*** Opening of ENTRIES PROVIDED ***
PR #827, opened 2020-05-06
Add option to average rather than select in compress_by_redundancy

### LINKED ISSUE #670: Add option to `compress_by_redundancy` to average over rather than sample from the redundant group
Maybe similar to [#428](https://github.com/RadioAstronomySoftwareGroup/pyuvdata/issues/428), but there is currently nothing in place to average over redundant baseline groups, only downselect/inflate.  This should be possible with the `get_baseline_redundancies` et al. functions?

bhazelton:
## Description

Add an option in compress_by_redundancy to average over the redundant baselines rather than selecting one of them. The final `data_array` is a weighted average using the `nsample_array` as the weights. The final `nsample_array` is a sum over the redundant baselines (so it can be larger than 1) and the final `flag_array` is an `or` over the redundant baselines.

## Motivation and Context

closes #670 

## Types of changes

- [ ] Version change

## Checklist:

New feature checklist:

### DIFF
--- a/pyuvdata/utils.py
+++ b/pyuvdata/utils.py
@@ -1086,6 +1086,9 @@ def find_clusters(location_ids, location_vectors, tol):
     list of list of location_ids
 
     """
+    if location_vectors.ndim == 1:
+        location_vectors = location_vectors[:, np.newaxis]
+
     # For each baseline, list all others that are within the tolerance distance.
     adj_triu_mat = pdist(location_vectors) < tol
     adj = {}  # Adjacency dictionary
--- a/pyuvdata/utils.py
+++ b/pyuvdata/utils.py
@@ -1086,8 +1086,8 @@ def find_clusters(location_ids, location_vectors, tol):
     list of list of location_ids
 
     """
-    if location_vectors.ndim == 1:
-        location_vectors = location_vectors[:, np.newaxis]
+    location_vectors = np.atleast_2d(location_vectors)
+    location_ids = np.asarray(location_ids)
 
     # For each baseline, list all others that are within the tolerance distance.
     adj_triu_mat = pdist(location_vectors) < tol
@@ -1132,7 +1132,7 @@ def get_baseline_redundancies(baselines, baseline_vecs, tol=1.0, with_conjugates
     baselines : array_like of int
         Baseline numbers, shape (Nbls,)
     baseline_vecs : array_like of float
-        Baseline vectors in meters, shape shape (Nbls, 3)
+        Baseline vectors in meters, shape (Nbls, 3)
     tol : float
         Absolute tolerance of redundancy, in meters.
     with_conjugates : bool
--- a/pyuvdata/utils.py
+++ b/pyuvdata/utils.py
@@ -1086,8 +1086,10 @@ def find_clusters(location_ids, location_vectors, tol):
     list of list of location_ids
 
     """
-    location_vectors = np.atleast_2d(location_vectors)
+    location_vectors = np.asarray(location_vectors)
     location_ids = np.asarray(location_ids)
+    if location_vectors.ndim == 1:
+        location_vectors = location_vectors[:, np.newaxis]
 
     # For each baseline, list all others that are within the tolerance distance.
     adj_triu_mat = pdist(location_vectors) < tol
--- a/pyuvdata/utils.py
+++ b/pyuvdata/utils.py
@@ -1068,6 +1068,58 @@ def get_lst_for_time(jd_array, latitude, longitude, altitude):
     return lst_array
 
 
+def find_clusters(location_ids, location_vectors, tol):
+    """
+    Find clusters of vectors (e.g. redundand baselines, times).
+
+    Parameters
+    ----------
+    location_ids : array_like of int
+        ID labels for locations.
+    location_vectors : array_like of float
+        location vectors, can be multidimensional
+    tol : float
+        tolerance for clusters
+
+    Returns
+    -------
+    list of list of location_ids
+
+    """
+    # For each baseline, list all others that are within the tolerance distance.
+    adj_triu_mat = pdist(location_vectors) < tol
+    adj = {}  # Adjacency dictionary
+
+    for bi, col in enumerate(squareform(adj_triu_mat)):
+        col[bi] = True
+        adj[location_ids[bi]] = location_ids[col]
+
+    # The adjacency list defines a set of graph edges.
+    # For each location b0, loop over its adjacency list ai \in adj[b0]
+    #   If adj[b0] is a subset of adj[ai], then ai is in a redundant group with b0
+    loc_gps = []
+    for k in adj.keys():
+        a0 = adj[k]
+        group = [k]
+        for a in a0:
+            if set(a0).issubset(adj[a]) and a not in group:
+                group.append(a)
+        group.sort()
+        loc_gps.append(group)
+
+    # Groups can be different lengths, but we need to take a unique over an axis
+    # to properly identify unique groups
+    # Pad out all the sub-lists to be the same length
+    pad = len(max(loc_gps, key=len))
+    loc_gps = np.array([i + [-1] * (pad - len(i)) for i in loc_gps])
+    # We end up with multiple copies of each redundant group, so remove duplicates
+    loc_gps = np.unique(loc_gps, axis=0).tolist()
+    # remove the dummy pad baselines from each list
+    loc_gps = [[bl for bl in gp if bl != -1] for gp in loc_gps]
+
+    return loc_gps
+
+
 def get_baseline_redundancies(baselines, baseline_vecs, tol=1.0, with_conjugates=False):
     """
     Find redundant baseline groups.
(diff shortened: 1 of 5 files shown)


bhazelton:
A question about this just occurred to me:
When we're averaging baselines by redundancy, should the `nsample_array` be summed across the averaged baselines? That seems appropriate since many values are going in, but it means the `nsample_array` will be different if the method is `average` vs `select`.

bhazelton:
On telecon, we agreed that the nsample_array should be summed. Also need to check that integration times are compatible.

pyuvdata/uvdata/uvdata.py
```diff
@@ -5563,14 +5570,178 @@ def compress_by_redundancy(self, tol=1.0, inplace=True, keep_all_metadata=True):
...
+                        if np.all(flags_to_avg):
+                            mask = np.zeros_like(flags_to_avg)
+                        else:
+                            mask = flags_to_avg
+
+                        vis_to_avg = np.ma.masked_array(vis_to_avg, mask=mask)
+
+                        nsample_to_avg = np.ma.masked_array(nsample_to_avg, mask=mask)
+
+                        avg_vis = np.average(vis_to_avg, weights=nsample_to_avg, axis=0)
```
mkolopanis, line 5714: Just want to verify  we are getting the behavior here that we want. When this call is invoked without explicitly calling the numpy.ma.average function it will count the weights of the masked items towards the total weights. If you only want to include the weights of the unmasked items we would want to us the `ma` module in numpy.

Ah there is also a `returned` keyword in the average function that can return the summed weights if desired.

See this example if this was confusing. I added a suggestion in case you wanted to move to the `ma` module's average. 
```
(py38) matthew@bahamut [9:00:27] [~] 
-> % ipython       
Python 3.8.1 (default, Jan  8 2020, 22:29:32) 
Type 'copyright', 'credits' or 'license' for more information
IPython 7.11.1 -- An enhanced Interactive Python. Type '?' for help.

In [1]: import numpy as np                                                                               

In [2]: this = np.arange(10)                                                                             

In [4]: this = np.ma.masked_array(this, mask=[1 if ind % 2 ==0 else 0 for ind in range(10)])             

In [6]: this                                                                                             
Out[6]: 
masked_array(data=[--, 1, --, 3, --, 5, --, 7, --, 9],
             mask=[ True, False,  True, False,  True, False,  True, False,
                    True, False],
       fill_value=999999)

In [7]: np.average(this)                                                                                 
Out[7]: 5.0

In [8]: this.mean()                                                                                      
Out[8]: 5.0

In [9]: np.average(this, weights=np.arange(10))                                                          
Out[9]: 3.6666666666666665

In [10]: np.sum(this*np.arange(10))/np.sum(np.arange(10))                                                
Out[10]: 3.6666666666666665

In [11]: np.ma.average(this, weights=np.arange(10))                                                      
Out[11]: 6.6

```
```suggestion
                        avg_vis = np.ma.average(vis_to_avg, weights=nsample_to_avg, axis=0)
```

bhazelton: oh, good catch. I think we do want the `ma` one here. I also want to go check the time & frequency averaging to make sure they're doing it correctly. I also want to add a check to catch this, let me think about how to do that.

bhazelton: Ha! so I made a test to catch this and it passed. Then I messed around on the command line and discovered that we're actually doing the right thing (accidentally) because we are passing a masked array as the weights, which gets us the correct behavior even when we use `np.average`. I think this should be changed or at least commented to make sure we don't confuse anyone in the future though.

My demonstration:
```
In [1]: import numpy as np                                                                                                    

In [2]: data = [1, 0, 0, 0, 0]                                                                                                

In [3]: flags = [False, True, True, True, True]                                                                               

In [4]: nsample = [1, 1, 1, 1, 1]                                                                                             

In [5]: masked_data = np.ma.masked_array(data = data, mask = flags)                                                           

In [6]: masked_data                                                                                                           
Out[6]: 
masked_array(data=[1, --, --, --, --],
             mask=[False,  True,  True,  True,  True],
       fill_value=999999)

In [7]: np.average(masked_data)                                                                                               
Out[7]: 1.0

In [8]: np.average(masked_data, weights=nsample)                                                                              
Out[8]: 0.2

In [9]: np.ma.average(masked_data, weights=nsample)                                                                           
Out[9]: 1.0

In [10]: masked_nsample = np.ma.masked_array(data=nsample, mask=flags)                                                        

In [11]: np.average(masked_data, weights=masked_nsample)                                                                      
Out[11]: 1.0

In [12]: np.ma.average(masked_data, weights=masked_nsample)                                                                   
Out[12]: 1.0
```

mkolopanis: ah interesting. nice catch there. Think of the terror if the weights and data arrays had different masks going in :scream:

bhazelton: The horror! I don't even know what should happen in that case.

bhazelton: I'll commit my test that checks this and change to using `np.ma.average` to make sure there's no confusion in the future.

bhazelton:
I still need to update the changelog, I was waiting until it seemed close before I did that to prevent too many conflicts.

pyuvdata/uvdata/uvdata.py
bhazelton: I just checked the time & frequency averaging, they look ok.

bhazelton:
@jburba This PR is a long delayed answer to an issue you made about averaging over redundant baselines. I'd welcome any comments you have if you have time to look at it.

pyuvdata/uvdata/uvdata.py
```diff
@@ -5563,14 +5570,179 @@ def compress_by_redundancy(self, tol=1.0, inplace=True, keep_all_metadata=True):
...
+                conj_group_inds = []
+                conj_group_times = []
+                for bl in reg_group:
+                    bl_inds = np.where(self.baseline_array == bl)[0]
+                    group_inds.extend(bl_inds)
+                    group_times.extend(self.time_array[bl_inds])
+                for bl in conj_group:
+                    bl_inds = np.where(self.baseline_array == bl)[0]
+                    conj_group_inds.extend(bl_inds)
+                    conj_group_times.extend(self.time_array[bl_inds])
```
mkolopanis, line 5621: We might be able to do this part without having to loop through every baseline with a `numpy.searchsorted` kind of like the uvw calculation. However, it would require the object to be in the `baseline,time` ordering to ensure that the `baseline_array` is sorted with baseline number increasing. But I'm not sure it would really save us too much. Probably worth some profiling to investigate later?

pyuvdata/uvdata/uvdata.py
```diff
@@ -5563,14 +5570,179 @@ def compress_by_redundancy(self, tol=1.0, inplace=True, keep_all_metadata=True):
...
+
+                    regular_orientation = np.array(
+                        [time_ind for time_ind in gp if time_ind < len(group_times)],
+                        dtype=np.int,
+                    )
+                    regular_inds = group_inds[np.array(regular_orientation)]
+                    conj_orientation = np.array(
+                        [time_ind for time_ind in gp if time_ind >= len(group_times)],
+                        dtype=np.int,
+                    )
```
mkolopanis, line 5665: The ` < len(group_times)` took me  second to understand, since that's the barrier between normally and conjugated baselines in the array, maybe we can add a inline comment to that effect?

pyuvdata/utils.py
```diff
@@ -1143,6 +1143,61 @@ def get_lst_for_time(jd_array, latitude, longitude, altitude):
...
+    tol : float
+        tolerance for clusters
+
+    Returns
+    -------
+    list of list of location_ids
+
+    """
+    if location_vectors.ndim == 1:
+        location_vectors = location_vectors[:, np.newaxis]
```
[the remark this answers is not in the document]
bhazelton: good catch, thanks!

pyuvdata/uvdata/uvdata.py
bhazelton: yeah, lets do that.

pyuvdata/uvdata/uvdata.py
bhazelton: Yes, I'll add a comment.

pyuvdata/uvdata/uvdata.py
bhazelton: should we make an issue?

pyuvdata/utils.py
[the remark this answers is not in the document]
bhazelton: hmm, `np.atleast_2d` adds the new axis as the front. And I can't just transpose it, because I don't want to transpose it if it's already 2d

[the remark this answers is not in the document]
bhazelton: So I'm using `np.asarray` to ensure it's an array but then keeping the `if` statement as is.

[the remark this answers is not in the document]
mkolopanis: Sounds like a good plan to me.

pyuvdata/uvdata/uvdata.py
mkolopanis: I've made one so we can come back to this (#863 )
*** Close of ENTRIES PROVIDED ***
*** Opening of ENTRIES PROVIDED ***
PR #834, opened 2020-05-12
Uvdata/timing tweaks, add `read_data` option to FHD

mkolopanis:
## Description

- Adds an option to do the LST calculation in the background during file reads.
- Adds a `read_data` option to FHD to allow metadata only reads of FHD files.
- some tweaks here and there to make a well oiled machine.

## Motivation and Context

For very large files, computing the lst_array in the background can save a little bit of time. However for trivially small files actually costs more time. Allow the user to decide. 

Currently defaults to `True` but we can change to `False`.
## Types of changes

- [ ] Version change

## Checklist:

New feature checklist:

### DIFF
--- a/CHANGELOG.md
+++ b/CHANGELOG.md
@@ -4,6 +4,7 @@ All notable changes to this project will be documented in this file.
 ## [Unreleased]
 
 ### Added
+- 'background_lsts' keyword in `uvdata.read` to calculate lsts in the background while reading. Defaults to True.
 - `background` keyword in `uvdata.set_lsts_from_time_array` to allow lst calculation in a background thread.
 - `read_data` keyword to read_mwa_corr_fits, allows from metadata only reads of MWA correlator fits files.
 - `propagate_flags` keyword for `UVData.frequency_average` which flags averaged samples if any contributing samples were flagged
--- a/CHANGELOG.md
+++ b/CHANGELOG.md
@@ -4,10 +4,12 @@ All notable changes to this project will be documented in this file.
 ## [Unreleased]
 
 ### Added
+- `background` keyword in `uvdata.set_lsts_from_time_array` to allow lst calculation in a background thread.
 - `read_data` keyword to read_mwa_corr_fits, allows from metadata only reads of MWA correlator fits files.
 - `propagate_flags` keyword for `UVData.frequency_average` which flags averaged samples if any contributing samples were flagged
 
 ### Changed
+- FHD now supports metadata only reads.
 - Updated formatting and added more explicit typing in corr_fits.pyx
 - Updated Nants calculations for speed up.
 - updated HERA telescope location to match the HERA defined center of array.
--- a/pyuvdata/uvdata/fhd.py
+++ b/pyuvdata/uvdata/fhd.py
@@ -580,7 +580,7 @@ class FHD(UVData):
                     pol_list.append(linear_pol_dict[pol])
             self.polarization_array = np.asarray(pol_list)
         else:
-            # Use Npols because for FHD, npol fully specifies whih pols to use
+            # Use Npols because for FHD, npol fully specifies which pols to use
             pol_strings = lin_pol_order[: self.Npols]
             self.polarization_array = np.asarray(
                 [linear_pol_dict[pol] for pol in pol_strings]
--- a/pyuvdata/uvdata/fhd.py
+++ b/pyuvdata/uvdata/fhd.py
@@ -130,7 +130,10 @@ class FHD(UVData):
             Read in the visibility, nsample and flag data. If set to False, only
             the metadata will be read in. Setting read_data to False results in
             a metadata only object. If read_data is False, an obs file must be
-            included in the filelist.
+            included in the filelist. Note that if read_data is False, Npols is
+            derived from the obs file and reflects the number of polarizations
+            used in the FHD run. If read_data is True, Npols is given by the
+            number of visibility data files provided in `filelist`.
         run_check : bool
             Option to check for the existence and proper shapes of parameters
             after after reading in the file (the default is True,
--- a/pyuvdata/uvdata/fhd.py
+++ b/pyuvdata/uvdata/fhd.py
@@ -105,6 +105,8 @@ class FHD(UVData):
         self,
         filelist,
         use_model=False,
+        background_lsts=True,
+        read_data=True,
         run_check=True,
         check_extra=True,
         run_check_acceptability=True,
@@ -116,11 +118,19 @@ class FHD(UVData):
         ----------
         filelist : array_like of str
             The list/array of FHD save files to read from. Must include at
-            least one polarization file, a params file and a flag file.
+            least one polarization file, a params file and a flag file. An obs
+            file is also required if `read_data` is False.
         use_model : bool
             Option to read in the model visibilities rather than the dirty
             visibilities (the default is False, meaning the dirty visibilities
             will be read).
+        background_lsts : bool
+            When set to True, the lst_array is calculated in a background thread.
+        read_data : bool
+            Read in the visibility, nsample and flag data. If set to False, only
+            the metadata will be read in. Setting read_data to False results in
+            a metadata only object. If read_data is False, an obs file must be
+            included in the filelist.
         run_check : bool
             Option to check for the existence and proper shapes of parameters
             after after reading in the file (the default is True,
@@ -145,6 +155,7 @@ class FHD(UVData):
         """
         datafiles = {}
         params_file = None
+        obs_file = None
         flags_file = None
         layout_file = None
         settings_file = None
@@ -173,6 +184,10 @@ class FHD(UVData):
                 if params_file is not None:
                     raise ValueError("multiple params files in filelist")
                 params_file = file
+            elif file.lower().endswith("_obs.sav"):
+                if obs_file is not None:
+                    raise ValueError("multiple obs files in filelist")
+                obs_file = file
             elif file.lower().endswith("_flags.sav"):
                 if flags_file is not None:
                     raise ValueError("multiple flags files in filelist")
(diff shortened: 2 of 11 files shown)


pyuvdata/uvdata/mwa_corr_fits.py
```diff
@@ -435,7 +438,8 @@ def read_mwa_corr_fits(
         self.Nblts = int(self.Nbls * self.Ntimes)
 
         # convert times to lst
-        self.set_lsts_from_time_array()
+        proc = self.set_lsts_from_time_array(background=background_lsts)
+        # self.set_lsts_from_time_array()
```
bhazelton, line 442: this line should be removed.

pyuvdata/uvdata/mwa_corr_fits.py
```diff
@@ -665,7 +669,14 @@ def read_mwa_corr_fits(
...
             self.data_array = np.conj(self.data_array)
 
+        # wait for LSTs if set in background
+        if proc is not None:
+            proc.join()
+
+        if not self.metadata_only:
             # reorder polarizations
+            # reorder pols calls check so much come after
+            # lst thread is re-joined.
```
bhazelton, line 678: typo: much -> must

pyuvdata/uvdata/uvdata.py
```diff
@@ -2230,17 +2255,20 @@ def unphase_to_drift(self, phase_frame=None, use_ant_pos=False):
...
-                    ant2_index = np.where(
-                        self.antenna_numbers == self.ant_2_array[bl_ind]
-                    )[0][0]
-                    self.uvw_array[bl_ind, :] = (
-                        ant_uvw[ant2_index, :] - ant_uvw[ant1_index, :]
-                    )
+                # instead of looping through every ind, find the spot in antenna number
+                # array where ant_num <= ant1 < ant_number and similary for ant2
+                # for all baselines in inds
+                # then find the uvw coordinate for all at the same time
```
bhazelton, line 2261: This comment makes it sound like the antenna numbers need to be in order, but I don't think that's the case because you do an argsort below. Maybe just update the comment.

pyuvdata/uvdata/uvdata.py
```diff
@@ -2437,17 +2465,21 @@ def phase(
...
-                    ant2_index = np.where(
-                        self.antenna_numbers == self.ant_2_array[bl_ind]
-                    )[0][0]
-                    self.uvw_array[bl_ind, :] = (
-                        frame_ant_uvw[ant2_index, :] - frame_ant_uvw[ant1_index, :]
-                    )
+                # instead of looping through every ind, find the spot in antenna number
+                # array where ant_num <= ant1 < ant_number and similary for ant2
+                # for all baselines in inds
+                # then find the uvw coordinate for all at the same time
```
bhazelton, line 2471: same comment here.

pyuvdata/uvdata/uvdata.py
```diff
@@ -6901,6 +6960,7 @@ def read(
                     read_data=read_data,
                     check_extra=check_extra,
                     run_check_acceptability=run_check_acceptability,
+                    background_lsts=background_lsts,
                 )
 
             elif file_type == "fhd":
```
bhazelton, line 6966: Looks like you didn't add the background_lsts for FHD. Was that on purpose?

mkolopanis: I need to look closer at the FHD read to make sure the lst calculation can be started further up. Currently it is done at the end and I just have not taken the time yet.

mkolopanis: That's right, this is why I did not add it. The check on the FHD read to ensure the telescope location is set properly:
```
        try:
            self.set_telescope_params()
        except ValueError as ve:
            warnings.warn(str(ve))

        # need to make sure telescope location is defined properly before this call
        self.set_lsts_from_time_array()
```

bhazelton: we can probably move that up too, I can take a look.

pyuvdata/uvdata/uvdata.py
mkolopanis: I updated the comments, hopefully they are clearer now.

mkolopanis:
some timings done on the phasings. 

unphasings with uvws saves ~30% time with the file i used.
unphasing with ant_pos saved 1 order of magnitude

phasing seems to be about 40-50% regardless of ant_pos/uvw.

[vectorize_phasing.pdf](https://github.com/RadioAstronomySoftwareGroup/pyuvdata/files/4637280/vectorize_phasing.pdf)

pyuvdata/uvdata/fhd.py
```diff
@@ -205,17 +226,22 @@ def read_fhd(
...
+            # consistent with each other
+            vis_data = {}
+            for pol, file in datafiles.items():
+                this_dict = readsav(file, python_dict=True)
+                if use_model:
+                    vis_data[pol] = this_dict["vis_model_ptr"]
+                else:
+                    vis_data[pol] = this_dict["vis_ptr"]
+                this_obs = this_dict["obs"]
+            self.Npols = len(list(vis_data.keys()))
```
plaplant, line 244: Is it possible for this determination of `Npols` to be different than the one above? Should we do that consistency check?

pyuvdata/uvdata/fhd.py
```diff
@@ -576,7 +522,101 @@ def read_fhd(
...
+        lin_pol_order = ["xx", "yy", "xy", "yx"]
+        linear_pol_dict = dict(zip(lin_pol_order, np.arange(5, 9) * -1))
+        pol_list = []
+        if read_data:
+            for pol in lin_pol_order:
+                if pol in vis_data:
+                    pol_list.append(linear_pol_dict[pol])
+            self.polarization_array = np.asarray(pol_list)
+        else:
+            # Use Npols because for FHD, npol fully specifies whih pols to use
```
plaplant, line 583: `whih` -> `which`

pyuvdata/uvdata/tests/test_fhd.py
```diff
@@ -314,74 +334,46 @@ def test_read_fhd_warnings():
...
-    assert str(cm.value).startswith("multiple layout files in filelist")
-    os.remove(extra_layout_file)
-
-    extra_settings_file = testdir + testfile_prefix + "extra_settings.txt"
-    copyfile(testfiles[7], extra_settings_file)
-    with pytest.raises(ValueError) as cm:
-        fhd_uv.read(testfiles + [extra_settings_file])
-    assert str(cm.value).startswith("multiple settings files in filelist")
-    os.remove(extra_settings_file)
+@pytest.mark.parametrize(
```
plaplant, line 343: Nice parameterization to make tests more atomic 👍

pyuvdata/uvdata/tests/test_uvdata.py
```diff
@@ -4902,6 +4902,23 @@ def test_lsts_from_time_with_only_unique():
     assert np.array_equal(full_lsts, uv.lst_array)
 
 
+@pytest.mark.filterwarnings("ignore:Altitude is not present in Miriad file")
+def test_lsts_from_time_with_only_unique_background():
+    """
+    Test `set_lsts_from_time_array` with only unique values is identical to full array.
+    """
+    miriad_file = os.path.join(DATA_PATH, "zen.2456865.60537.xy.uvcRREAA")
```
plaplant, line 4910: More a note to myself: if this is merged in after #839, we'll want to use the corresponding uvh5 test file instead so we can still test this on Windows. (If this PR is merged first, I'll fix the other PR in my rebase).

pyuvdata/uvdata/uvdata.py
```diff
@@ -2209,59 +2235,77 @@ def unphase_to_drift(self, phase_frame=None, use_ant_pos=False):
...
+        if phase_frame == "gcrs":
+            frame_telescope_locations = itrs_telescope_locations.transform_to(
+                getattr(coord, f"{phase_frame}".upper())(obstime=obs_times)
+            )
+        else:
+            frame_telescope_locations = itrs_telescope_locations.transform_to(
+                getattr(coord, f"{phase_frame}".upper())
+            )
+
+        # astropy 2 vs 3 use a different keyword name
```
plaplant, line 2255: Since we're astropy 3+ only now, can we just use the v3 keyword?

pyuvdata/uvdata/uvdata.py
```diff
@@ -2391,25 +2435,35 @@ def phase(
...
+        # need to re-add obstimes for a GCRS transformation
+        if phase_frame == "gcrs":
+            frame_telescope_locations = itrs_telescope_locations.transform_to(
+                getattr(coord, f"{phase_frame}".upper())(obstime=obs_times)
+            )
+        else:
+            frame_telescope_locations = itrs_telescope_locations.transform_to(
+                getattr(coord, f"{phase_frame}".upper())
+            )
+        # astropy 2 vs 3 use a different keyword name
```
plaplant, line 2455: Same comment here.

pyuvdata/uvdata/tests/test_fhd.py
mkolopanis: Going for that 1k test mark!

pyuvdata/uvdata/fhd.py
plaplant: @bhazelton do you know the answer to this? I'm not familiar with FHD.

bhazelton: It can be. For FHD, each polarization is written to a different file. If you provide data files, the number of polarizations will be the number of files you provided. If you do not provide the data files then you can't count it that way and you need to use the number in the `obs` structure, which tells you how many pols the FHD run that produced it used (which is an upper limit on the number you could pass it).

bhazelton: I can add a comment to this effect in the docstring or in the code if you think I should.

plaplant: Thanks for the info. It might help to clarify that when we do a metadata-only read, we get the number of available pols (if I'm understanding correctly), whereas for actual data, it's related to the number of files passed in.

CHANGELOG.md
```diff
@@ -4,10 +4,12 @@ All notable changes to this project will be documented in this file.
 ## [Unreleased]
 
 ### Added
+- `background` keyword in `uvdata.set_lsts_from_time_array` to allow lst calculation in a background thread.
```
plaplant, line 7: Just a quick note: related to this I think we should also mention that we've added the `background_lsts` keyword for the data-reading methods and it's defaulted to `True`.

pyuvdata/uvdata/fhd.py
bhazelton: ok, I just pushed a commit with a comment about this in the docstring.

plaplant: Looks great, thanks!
*** Close of ENTRIES PROVIDED ***
Filter the listing above for the string "properly" and copy every matching line.

+    # to properly identify unique groups
mkolopanis: That's right, this is why I did not add it. The check on the FHD read to ensure the telescope location is set properly:
        # need to make sure telescope location is defined properly before this call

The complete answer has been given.